Embora ferramentas generalistas de IA, como o ChatGPT, sejam as mais usadas (97% dos usuários de IA), as ferramentas de IA específicas para a clínica também estão ganhando espaço, com 76% dos usuários que utilizam IA no trabalho já tendo experimentado essas soluções. Esse aumento na adoção é particularmente notável na Ásia-Pacífico e na China, onde as taxas de uso são significativamente mais altas do que na América do Norte e na Europa.

O impacto da IA: economizar tempo e empoderar clínicos

Mais da metade dos clínicos (57%) afirma que as ferramentas clínicas de IA economizam tempo, e 53% se sentem empoderados por essas tecnologias. Segundo o relatório, a IA está ajudando os clínicos a lidar com grandes volumes de pacientes, otimizar tarefas administrativas e concentrar mais atenção no cuidado direto ao paciente.

Algumas das principais formas como os clínicos usam ou gostariam de usar a IA incluem:

  • Identificar interações medicamentosas (89%)

  • Analisar imagens médicas (82%)

  • Fornecer um resumo dos medicamentos do paciente (81%)

A IA também está avançando em tarefas clínicas mais complexas, como apoiar revisões multidisciplinares de casos e auxiliar na tomada de decisões clínicas, embora a adoção nessas áreas ainda esteja em crescimento.

Diferenças regionais e desafios contínuos

Apesar do impulso global, o relatório destaca diferenças regionais na adoção e nas atitudes em relação à IA. Clínicos na América do Norte e na Europa permanecem mais cautelosos, com taxas de uso menores e mais preocupações sobre confiança, transparência e confiabilidade do conteúdo gerado por IA.

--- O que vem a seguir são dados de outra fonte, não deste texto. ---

PR #2184, opened 2026-01-24
Add Tokenizer custom token mapper support

askalt:
This patch adds a method to map tokens with provided mapper during
tokenization. This way tokens could be replaced without an additional
pass.

### DIFF
--- a/src/tokenizer.rs
+++ b/src/tokenizer.rs
@@ -935,6 +935,16 @@ impl<'a> Tokenizer<'a> {
         &mut self,
         buf: &mut Vec<TokenWithSpan>,
     ) -> Result<(), TokenizerError> {
+        self.tokenize_with_location_into_buf_with_mapper(buf, |token| token)
+    }
+
+    /// Tokenize the statement and produce a vector of tokens, mapping each token
+    /// with provided `mapper`
+    pub fn tokenize_with_location_into_buf_with_mapper(
+        &mut self,
+        buf: &mut Vec<TokenWithSpan>,
+        mut mapper: impl FnMut(TokenWithSpan) -> TokenWithSpan,
+    ) -> Result<(), TokenizerError> {
         let mut state = State {
             peekable: self.query.chars().peekable(),
             line: 1,
@@ -952,10 +962,10 @@ impl<'a> Tokenizer<'a> {
                         && comment.starts_with('!') =>
                 {
                     // Re-tokenize the hints and add them to the buffer
-                    self.tokenize_comment_hints(comment, span, buf)?;
+                    self.tokenize_comment_hints(comment, span, buf, &mut mapper)?;
                 }
                 _ => {
-                    buf.push(TokenWithSpan { token, span });
+                    buf.push(mapper(TokenWithSpan { token, span }));
                 }
             }
 
@@ -971,6 +981,7 @@ impl<'a> Tokenizer<'a> {
         comment: &str,
         span: Span,
         buf: &mut Vec<TokenWithSpan>,
+        mut mapper: impl FnMut(TokenWithSpan) -> TokenWithSpan,
     ) -> Result<(), TokenizerError> {
         // Strip the leading '!' and any version digits (e.g., "50110")
         let hint_content = comment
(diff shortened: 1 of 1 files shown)


src/tokenizer.rs
```diff
@@ -917,6 +937,23 @@ impl<'a> Tokenizer<'a> {
         self
     }
 
+    /// Return an iterator over tokens
+    pub fn iter(&mut self) -> TokenWithLocationIter<'a, '_> {
```
novartole: 1. `iter` doesn't reflect what the method does and sounds too general.
2. `TokenWithLocationIter` returns `TokenWithSpan` rather instead something with `Location`.

How about giving them more specific names?

```suggestion
    fn token_with_span_iter(&mut self) -> TokenWithSpanIter<'a, '_> {
```

src/tokenizer.rs
```diff
@@ -2299,6 +2325,34 @@ impl<'a> Tokenizer<'a> {
...
+    type Item = Result<TokenWithSpan, TokenizerError>;
+
+    fn next(&mut self) -> Option<Self::Item> {
+        let token = match self
+            .tokenizer
+            .next_token(&mut self.state, self.prev_token_kind)
+        {
+            Err(err) => return Some(Err(err)),
+            Ok(None) => return None,
+            Ok(Some(token)) => token,
```
novartole: BTW, `transpose` seems to play well here:

```suggestion
            .next_token(&mut self.state, self.prev_token_kind)
            .transpose()?
        {
            Err(err) => return Some(Err(err)),
            Ok(token) => token,
```

src/tokenizer.rs
```diff
@@ -2577,6 +2631,39 @@ mod tests {
         compare(expected, tokens);
     }
 
+    #[test]
+    fn tokenize_iterator_map() {
+        let sql = String::from("SELECT $1");
```
novartole: I guess you mean the following:

```suggestion
        let sql = String::from("SELECT ?");
```

src/tokenizer.rs
askalt: 1. General name is used because I cannot imagine why an other iterator method could be needed for tokenizer. So when I call `tokenizer.iter()` I expect that it will iterate over tokens. So, IMO the API should be named as simple as possible if it reflects semantic good enough. If someone need raw Token iterator, it could `.map(|t| t.token)` an existing one.
2. Renamed to `TokenWithSpanIter`.

src/tokenizer.rs
askalt: Applied.

src/tokenizer.rs
askalt: yes, sure, applied.

src/tokenizer.rs
novartole: Got your idea. Thanks!

novartole (approved):
LGTM

askalt:
@iffyio Could you review please?

src/tokenizer.rs
```diff
@@ -856,6 +856,26 @@ pub struct Tokenizer<'a> {
     unescape: bool,
 }
 
+/// Passed into [`Tokenizer::next_token`] as in some situations tokenization
+/// is context dependent. The separate enum is used to be able to not clone
+/// the previous token during [`TokenWithLocationIter`] iteration.
+#[derive(Debug, Clone, Copy, PartialEq, Eq)]
+enum PrevTokenKind {
```
iffyio: I'm not so sure about introducing this enum if its necessary? feels like we would be stuck in the tokenizer if some code later required access to the actual previous token (as opposed to its 'type')

askalt: Did it to avoid token cloning, as it may be noticeable when a long SQL like `insert into values ... many strings` is parsed.

askalt: It seems that the idea of "context-depending tokenizer without token cloning" is not compatible with the possibility to have an iterator over owned tokens. I'll try to consider another solution to the problem patch solves.

askalt: Removed an iterator, added a simple method allowing to pass custom `mapper` for tokens.

iffyio:
@askalt could you take a look at the conflicts on the branch when you get some time?

askalt:
> @askalt could you take a look at the conflicts on the branch when you get some time?

Yep, done, thank you for review!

Apenas cerca de um terço dos clínicos no mundo acredita que suas instituições têm bom desempenho no fornecimento de ferramentas digitais, incluindo IA, e um número ainda menor avalia positivamente a capacitação e a governança de IA de suas instituições. Construir confiança continua sendo um desafio importante: 68% dos clínicos dizem que citar referências automaticamente aumentaria sua confiança nas ferramentas clínicas de IA, e 65% desejam garantias sobre a privacidade dos dados.

Olhando para o futuro: o futuro da IA na prática clínica

Setenta por cento dos clínicos preveem que a IA economizará tempo nos próximos dois a três anos, e mais da metade espera que a IA permita diagnósticos mais rápidos e precisos, melhorando, em última análise, os desfechos dos pacientes.

À medida que a IA continua a evoluir, fica claro que seu papel na assistência médica só tende a crescer. Para os clínicos, a mensagem é que, com o apoio certo, a IA pode ajudá-los a prestar melhores cuidados, com mais eficiência, em um cenário de assistência médica cada vez mais complexo.